■ What you have to do
Tally the lines below that contain "deeper". The number is the whole answer.

== Entries provided ==

Issue #532, opened 2025-05-27
Explore the alternatives(removing) to explicitly passing low-level Miden SDK WIT files


greenhat:
Related to #531 

### Motivation

There should be a better way to make provide the imports for Miden SDK extern functions to `wit-component` than writing and maintaining WIT interface files.

### Potential options

1. Make a core Wasm module that exports functions (either stubs or doing the ABI transformation) and try to pass it to `wasm-ld`. The benefit of this approach is to eliminate the component layer when calling Miden stdlib and tx kernel functions.

2. Adapters in `wasm-ld` at https://github.com/bytecodealliance/wasm-component-ld/blob/main/src/lib.rs

3. Take a look an `wasi-sdk` and how it's linked.

greenhat:
Also, stub libraries - https://lld.llvm.org/WebAssembly.html

greenhat:
[component.wat.txt](https://github.com/user-attachments/files/21750998/component.wat.txt)

@bitwalker I did some digging, and here is what I found out.

### Wasm Component Model Adapter

In the `wit-component` encoder, the code that classifies the core Wasm module import [code](https://github.com/bytecodealliance/wasm-tools/blob/a2d966c7ba79497953375006a2075a6ed52e9cfc/crates/wit-component/src/validation.rs?plain=1#L487-L748) is pretty straightforward.

The concept of adapter caught my eye. It is a core Wasm module, whose exports are used to satisfy the imports of the main core Wasm module. Unfortunately, the adapter module is instantiated indirectly using shims since it has imports that are satisfied by the main core Wasm module exports (see [code](https://github.com/bytecodealliance/wasm-tools/blob/a2d966c7ba79497953375006a2075a6ed52e9cfc/crates/wit-component/src/encoding.rs?plain=1#L1580-L1589)). 
I ended up testing it using the following [example](https://github.com/bytecodealliance/wasmtime/blob/main/crates/wasi-preview1-component-adapter/README.md) and confirmed that the produced Wasm component will be a lot harder for us to process than the current synthetic WIT interface approach. I could not create the gist with the resulting Wasm component, so I attached it to this comment.

### wasm-component-ld (wasm-ld)

I've tested the stub libraries and played with other options (`--unresolved-symbols`, etc), and nothing useful came out of it. The core Wasm module produced has imports, and the `wit-component` encoder doesn't like it.

greenhat:
https://github.com/0xMiden/compiler/issues/531#issuecomment-3196819965

[...]

PR #1090, opened 2026-04-28
LTO-safe linker stubs

### LINKED ISSUE #1089: Fix the generated code when `lto=true`
From #1065

> 6. `lto=true` is super interesting. It gives the most significant (50%-90%) decrease in size but the compiled code no longer works (47 tests failed). I want to dig into it more. I've checked the basic-walled contract code and besides very aggressive inlining where [compiler/sdk/base-sys/src/bindings/native_account.rs](https://github.com/0xMiden/compiler/blob/ff6e2256bfef27905b0fc9650150fa71ca97388e/sdk/base-sys/src/bindings/native_account.rs?plain=1#L93) was inlined with most of the glue code optimized away.

greenhat:
Close #1089 

This PR:
- Enables the fat LTO (`lto = true`).
- Revamps the stubs to use [`black_box`](https://doc.rust-lang.org/beta/core/hint/fn.black_box.html) to survive LTO.

## Mast size changes (stripped debug info)

| Example | `next` | PR | Change |
| --- | ---: | ---: | ---: |
| `basic-wallet` | 29016 | 15764 | -45.67% |
| `basic-wallet-tx-script` | 45884 | 17045 | -62.85% |
| `p2id-note` | 38430 | 19745 | -48.62% |
| `p2ide-note` | 43003 | 23039 | -46.42% |

## Basic wallet cycle changes

| Measurement | `next` | PR | Change |
| --- | ---: | ---: | ---: |
| `p2id` mint note | 20211 | 7327 | -63.75% |
| `p2id` tx script processing | 25232 | 6799 | -73.05% |
| `p2id` note | 20211 | 7327 | -63.75% |
| `p2ide` reclaim note | 21699 | 8340 | -61.57% |

TODO:
- rebase
- try what was blocked by --allow-undefined
- fork wasm-component-ld


sdk/alloc/stubs/heap_base.rs
```diff
@@ -3,7 +3,16 @@
...
+fn stub<T: Default>() -> T {
+    core::hint::black_box(core::panic::Location::caller());
+    core::hint::black_box(T::default())
+}
+
 #[unsafe(export_name = "intrinsics::mem::heap_base")]
+#[inline(never)]
 pub extern "C" fn __intrinsics_mem_heap_base_stub() -> *mut u8 {
-    unsafe { core::hint::unreachable_unchecked() }
+    stub()
```
bitwalker, line 17: There are two things we could try rather than these stubs:

1. Declare extern functions as having `extern_weak` linkage. According to the [wasm-ld docs](https://lld.llvm.org/WebAssembly.html), the linker will emit stubs that contain an `unreachable` in such cases. AIUI, LTO would not apply in these cases, but testing would be required:

```rust
#[unsafe(export_name = "...")]
#[unsafe(linkage = "extern_weak")]
extern "C" fn foo() -> result;
```

2. Use [stub libraries](https://lld.llvm.org/WebAssembly.html#stub-libraries). This is used directly with the linker, rather than relying on rustc/LLVM to do things correctly. This would require writing the stubs file to disk, and passing custom linker arguments.

I'm not sure if there are any `lld` options that control specific optimizations that apply here, but digging deeper there might be worth it as well, rather than relying on implementation details of rustc/LLVM to obscure the code enough to disable link-time optimizations (e.g. `black_box`). We'd definitely need really good regression tests to catch if something slips through that subtly breaks things if we do end up relying on that.

greenhat: 1. It ends up as an `env` imports. The link command contains `--allow-undefined`. That means the unresolved weak externs become imports rather than local `unreachable` trap stubs. I also tried adding `--unresolved-symbols=ignore-all` explicitly through `cargo-miden`, but that did not override the import behavior.

2. I tried it when I did https://github.com/0xMiden/compiler/issues/532#issuecomment-3182983595. I tried it again and the result is the same - we end up with `env` imports in the Wasm module that stop the Wasm CM linking.

As long as there is `--allow-undefined` as I explained in https://github.com/0xMiden/compiler/issues/532#issuecomment-3219393197 these approaches will not bring the desired outcome.

greenhat: > I'm not sure if there are any `lld` options that control specific optimizations that apply here, but digging deeper there might be worth it as well, rather than relying on implementation details of rustc/LLVM to obscure the code enough to disable link-time optimizations (e.g. `black_box`). 

I think I covered it when I worked on #532.

> We'd definitely need really good regression tests to catch if something slips through that subtly breaks things if we do end up relying on that.

The intrinsics and stdlib should be covered by the semantic tests. The protocol bindings are tested only for compilation, but we can add `litcheck_filecheck::filecheck!` checks for the linked MASM protocol functions.

**EDIT**: Added in 59dc389c521752320ac77023374723bdcc23fa8b

bitwalker: I believe the latest Rust toolchain removes `--allow-undefined` (there was a blog post about the change being potentially breaking recently). Maybe we should switch to a recent nightly and check how things work now.

greenhat: I tried in your `bitwalker/nightly-2026-04-29` branch and the linker is still invoked with `--allow-undefined`:

```

 INFO rustc_codegen_ssa::back::link LC_ALL="C"
 PATH="/Users/green/.rustup/toolchains/nightly-2025-12-10-aarch64-apple-darwin/lib/rustlib/aarch64-apple-darwin/bin:/Users/green/.rustup/toolchains/nightly-2025-12-10-aarch64-apple-darwin/lib/rustlib/aarch64-apple-darwin/bin/self-contained:/opt/homebrew/bin:/opt/homebrew/sbin:/usr/local/bin:/System/Cryptexes/App/usr/bin:/usr/bin:/bin:/usr/sbin:/sbin:/var/run/com.apple.security.cryptexd/codex.system/bootstrap/usr/local/bin:/var/run/com.apple.security.cryptexd/codex.system/bootstrap/usr/bin:/var/run/com.apple.security.cryptexd/codex.system/bootstrap/usr/appleinternal/bin:/Library/Apple/usr/bin:/Users/green/s:/Users/green/go/bin:/Applications/Visual
 Studio Code.app/Contents/Resources/app/bin:/Users/green/.cargo/bin:/usr/local/sbin:/Users/green/bin:/Users/green/.local/bin:/Applications/Ghostty.app/Contents/MacOS"
 VSLANG="1033" "wasm-component-ld" "-flavor" "wasm" "--export" "cabi_realloc"
 "--export" "miden:basic-wallet/basic-wallet@0.1.0#move-asset-to-note"
 "--export" "miden:basic-wallet/basic-wallet@0.1.0#receive-asset" "-z"
 "stack-size=1048576" "--stack-first" "--allow-undefined" "--no-demangle"
 "/Users/green/src/miden/compiler-tree/bitwalker-nightly-2026-04-29/examples/basic-wallet/target/wasm32-wasip2/release/deps/basic_wallet.basic_wallet.56b8d497f1b93d29-cgu.0.rcgu.o"
 "/Users/green/src/miden/compiler-tree/bitwalker-nightly-2026-04-29/examples/basic-wallet/target/wasm32-wasip2/release/deps/basic_wallet.coa0wum726y21wwrxtf86rp2t.rcgu.o"
 "/Users/green/src/miden/compiler-tree/bitwalker-nightly-2026-04-29/examples/basic-wallet/target/wasm32-wasip2/release/deps/libmiden-42e5d7d24e7c8bf7.rlib"
 "/Users/green/src/miden/compiler-tree/bitwalker-nightly-2026-04-29/examples/basic-wallet/target/wasm32-wasip2/release/deps/libwit_bindgen-5f8118f25035a17c.rlib"
 "/Users/green/src/miden/compiler-tree/bitwalker-nightly-2026-04-29/examples/basic-wallet/target/wasm32-wasip2/release/deps/libmiden_sdk_alloc-444e74dee0b069b8.rlib"
 "/Users/green/src/miden/compiler-tree/bitwalker-nightly-2026-04-29/examples/basic-wallet/target/wasm32-wasip2/release/deps/libmiden_base-877e8b817cbd86ce.rlib"
 "/Users/green/src/miden/compiler-tree/bitwalker-nightly-2026-04-29/examples/basic-wallet/target/wasm32-wasip2/release/deps/libmiden_base_sys-27783d9b72c6f525.rlib"
 "/Users/green/src/miden/compiler-tree/bitwalker-nightly-2026-04-29/examples/basic-wallet/target/wasm32-wasip2/release/deps/libmiden_field_repr-3e9599b4a68e206c.rlib"
 "/Users/green/src/miden/compiler-tree/bitwalker-nightly-2026-04-29/examples/basic-wallet/target/wasm32-wasip2/release/deps/libmiden_stdlib_sys-d3fa3524d2787be6.rlib"
 "/Users/green/src/miden/compiler-tree/bitwalker-nightly-2026-04-29/examples/basic-wallet/target/wasm32-wasip2/release/deps/libmiden_field-f6efeda34afe9ace.rlib"
 "/Users/green/src/miden/compiler-tree/bitwalker-nightly-2026-04-29/examples/basic-wallet/target/wasm32-wasip2/release/deps/libthiserror-de5d7c64c8c5150d.rlib"
 "/Users/green/src/miden/compiler-tree/bitwalker-nightly-2026-04-29/examples/basic-wallet/target/wasm32-wasip2/release/deps/liballoc-7fdb75bc4385100d.rlib"
 "/Users/green/src/miden/compiler-tree/bitwalker-nightly-2026-04-29/examples/basic-wallet/target/wasm32-wasip2/release/deps/libcore-c245813a48747169.rlib"
 "/Users/green/src/miden/compiler-tree/bitwalker-nightly-2026-04-29/examples/basic-wallet/target/wasm32-wasip2/release/deps/libcompiler_builtins-0f99848336997ae1.rlib"
 "-l" "miden_base_sys_stubs" "-L"
 "/Users/green/src/miden/compiler-tree/bitwalker-nightly-2026-04-29/examples/basic-wallet/target/wasm32-wasip2/release/build/miden-base-sys-777b7a54c3f199c2/out"
 "-L"
 "/Users/green/src/miden/compiler-tree/bitwalker-nightly-2026-04-29/examples/basic-wallet/target/wasm32-wasip2/release/build/miden-stdlib-sys-5a4e6d72c097a3c0/out"
 "-L"
 "/Users/green/src/miden/compiler-tree/bitwalker-nightly-2026-04-29/examples/basic-wallet/target/wasm32-wasip2/release/build/miden-sdk-alloc-81923d26d362fa92/out"
 "-L"
 "/Users/green/src/miden/compiler-tree/bitwalker-nightly-2026-04-29/examples/basic-wallet/target/wasm32-wasip2/release/build/wit-bindgen-5a0885edbd6f1c59/out"
 "-L"
 "/Users/green/.rustup/toolchains/nightly-2025-12-10-aarch64-apple-darwin/lib/rustlib/wasm32-wasip2/lib/self-contained"
 "-o"
 "/Users/green/src/miden/compiler-tree/bitwalker-nightly-2026-04-29/examples/basic-wallet/target/wasm32-wasip2/release/deps/basic_wallet.wasm"
 "--gc-sections" "--no-entry" "-O2" "--strip-debug" "--fatal-warnings"
```

To reproduce:
``` 
RUSTC_LOG=rustc_codegen_ssa::back::link=info \
  cargo test -p miden-integration-tests basic_wallet_and_p2id -- --nocapture
```

greenhat: The blog post: https://blog.rust-lang.org/2026/04/04/changes-to-webassembly-targets-and-handling-undefined-symbols/

bitwalker: I'm still looking to see why this isn't in effect in the latest nightly (it seems it may be applied to `wasm32-unknown-unknown` already, but not the WASI targets).

However, something that occurred to me when going down the rabbit hole again (and the blog post reminded me) is that we can use `#[link(wasm_import_module = "whatever")]` on the `extern_weak` symbols (solution 1 I mentioned earlier), which will at least ensure that the symbol ends up as an import from a module we can recognize. I can't recall why imports from `env` were specifically an issue, but if we can control what module these are imported from, maybe it becomes less of an issue for us.

I'll do a bit more poking around here and follow up

bitwalker: Ok, so here's what I found.

Given the following:

```rust
# sdk/alloc/src/lib.rs
#![feature(linkage)]
extern "C" {
    #[linkage = "extern_weak"]
    #[link_name = "intrinsics::mem::heap_base"]
    fn heap_base() -> *mut u8;
}

# sdk/alloc/stubs/heap_base.rs
#![feature(optimize_attribute)]

#[unsafe(export_name = "intrinsics::mem::heap_base")]
#[optimize(none)]
#[inline(never)]
pub extern "C" fn __intrinsics_mem_heap_base_stub() -> *mut u8 {
    unsafe { core::hint::unreachable_unchecked() }
}
```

===

■ Finished exercise
2